The objection that the act, in directing the state officers to inspect the contents of the box, operates as an unreasonable search and seizure, raises no Federal question, since the prohibition on that subject in the 4th Amendment does not apply to the states. Ohio ex rel. Lloyd v. Dollison, 194 U.S. 447 , 48 L. ed. 1065, 24 Sup. Ct. Rep. 703.
The claim that the statute compels the company to break its contract with joint renters and deprives the latter, for ten days, of access to the box and the right to use it or remove the contents, is without merit.

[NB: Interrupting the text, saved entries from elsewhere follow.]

PR #404, opened 2023-06-29
feat: Move datadog hook back to before:package:createDeploymentArtifa…

astuyve:
…cts instead of after:package:Initialize

### What does this PR do?

Had a great discussion w/ the author of [serverless-plugin-warmup](https://github.com/juanjoDiaz/serverless-plugin-warmup/issues/231) and realized we could probably fix the warmup issues with two changes:
1. Moving our hook `back` in the logical order of hooks from `after:package:initialize` to `before:package:createDeploymentArtifacts`.

This is necessary to cooperate with the `warmup` plugin which needs to inject actual code after bundlers like webpack run.

Our library only sets config, so we only need to move the hook here to accommodate `serverless-plugin-warmup`.

Reasoning from author:
```
The warmup lambdas are added on the after:package:initialize event. Which is the same event used by the datadog plugin.
However, the webpack, bundle and similar plugins use the before:package:createDeploymentArtifacts event and break things.
For that, I need to reset the warmers during the before:package:createDeploymentArtifacts event.
I wish I could get rid of that hack but then I'd break the library for all people bundling their JS.
```

2. For this to work, Datadog has to be listed _after_ `serverless-plugin-warmup`. I've added this in the readme.

### Motivation
Fully fixes our side of https://github.com/juanjoDiaz/serverless-plugin-warmup/issues/231

### Testing Guidelines
I ran this locally and tested to confirm it packages valid cloudformation for the warmer as well as my other function in the stack:
image

I manually added the `ASTUYVE` line into a local build of `serverless-plugin-warmup` to verify.

### Types of changes

- [ ] Bug fix
- [ ] New feature
- [ ] Breaking change

### Check all that apply

### DIFF
--- a/README.md
+++ b/README.md
@@ -212,6 +212,16 @@ custom:
 
 - The Datadog Lambda Extension is now the default mechanism for transmitting telemetry to Datadog.
 
+## Working with serverless-plugin-warmup
+This library is compatible at best effort with [serverless-plugin-warmup](https://github.com/juanjoDiaz/serverless-plugin-warmup). If you want to exclude the warmer function from Datadog, you can dot hat with the `exclude` feature of this library.
+
+To properly package your application this plugin *must* be listed _after_ `serverless-plugin-warmup` in your `serverless.yml` file:
+```yaml
+plugins:
+  - serverless-plugin-warmup
+  - serverless-plugin-datadog
+```
+
 ## Opening Issues
 
 If you encounter a bug with this package, let us know by filing an issue! Before opening a new issue, please search the existing issues to avoid duplicates.
--- a/README.md
+++ b/README.md
@@ -215,7 +215,7 @@ custom:
 ## Working with serverless-plugin-warmup
 This library is compatible at best effort with [serverless-plugin-warmup](https://github.com/juanjoDiaz/serverless-plugin-warmup). If you want to exclude the warmer function from Datadog, use the `exclude` feature of this library.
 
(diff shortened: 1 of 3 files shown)


README.md
```diff
@@ -212,6 +212,16 @@ custom:
 
 - The Datadog Lambda Extension is now the default mechanism for transmitting telemetry to Datadog.
 
+## Working with serverless-plugin-warmup
+This library is compatible at best effort with [serverless-plugin-warmup](https://github.com/juanjoDiaz/serverless-plugin-warmup). If you want to exclude the warmer function from Datadog, you can dot hat with the `exclude` feature of this library.
```
aliciascott, line 216:
```suggestion
This library is compatible at best effort with [serverless-plugin-warmup](https://github.com/juanjoDiaz/serverless-plugin-warmup). If you want to exclude the warmer function from Datadog, use the `exclude` feature of this library.
```

README.md
```diff
@@ -212,6 +212,16 @@ custom:
...
+
+To properly package your application this plugin *must* be listed _after_ `serverless-plugin-warmup` in your `serverless.yml` file:
```
aliciascott, line 218:
```suggestion
To properly package your application, this plugin *must* be listed _after_ `serverless-plugin-warmup` in your `serverless.yml` file:
```

aliciascott (changes requested):
A couple small changes in the readme

aliciascott (approved):
Looks good thanks!

sfirrin (approved):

The company, joint renters, or firms, each made the contract in the light of the state's power to legislate for the protection of the estate of any one of the joint renters or partners that might die during the term. As it now appears that all of the rentals were from year to year, and that all had expired before final hearing, and were renewed after the passage of the law, it can also be said that all such contracts of joint rental are made in the light of the provisions of this particular statute. The boxes were leased with the knowledge that the state had so legislated as not only to protect the interests of one dying after the rental, but also to secure the payment of the state tax out of whatever might be found in the box belonging to the deceased. The inconvenience was one of the not unreasonable incidents of the joint relationship.
[ Footnote 1 ] Laws 1909, p. 316, 9.